PR #1999, opened 2018-04-03
Allow versioning.props to be imported directly.

eerhardt:
When repo's try to use pieces of buildtools, they get warnings because the versioning.props file is already imported.  This change checks the versioning.props file is already imported, and not importing it again.

### DIFF
--- a/src/Microsoft.DotNet.Build.Tasks/PackageFiles/versioning.props
+++ b/src/Microsoft.DotNet.Build.Tasks/PackageFiles/versioning.props
@@ -1,6 +1,8 @@
 <?xml version="1.0" encoding="utf-8"?>
 <Project DefaultTargets="Build" xmlns="http://schemas.microsoft.com/developer/msbuild/2003">
   <PropertyGroup>
+    <BuildToolsVersioningPropsImported>true</BuildToolsVersioningPropsImported>
+
     <Company Condition="'$(Company)' == ''">Microsoft Corporation</Company>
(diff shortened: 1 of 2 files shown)


src/Microsoft.DotNet.Build.Tasks/PackageFiles/versioning.props
```diff
@@ -1,6 +1,8 @@
 <?xml version="1.0" encoding="utf-8"?>
 <Project DefaultTargets="Build" xmlns="http://schemas.microsoft.com/developer/msbuild/2003">
   <PropertyGroup>
+    <BuildToolsVersioningPropsImported>true</BuildToolsVersioningPropsImported>
```
chcosta: I think internal only properties are generally prefixed by '_' in BuildTools, but it's certainly not consistent throughout.

eerhardt: I was kind of thinking of this as public, and some external repo could use this to check whether it was already imported, and not import it again....  thoughts?

chcosta: Makes sense

eerhardt: Similar to this

https://github.com/Microsoft/msbuild/blob/f72bd2eaa37476819ab7647f63d445df8055dab6/src/Tasks/Microsoft.Common.props#L140

Maybe I should rename it to the same name format?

══════════════════════════════

* DESCRIPTION OF THE TASK *
To complete the exercise, print all of the entries exactly.

* SOLUTION TO THE EXERCISE *
PR #1999, opened 2018-04-03
Allow versioning.props to be imported directly.

eerhardt:
When repo's try to use pieces of buildtools, they get warnings because the versioning.props file is already imported.  This change checks the versioning.props file is already imported, and not importing it again.

### DIFF
--- a/src/Microsoft.DotNet.Build.Tasks/PackageFiles/versioning.props
+++ b/src/Microsoft.DotNet.Build.Tasks/PackageFiles/versioning.props
@@ -1,6 +1,8 @@
 <?xml version="1.0" encoding="utf-8"?>
 <Project DefaultTargets="Build" xmlns="http://schemas.microsoft.com/developer/msbuild/2003">
   <PropertyGroup>
+    <BuildToolsVersioningPropsImported>true</BuildToolsVersioningPropsImported>
+
     <Company Condition="'$(Company)' == ''">Microsoft Corporation</Company>
(diff shortened: 1 of 2 files shown)


src/Microsoft.DotNet.Build.Tasks/PackageFiles/versioning.props
```diff
@@ -1,6 +1,8 @@
 <?xml version="1.0" encoding="utf-8"?>
 <Project DefaultTargets="Build" xmlns="http://schemas.microsoft.com/developer/msbuild/2003">
   <PropertyGroup>
+    <BuildToolsVersioningPropsImported>true</BuildToolsVersioningPropsImported>
```
chcosta: I think internal only properties are generally prefixed by '_' in BuildTools, but it's certainly not consistent throughout.

eerhardt: I was kind of thinking of this as public, and some external repo could use this to check whether it was already imported, and not import it again....  thoughts?

chcosta: Makes sense

eerhardt: Similar to this

https://github.com/Microsoft/msbuild/blob/f72bd2eaa37476819ab7647f63d445df8055dab6/src/Tasks/Microsoft.Common.props#L140

Maybe I should rename it to the same name format?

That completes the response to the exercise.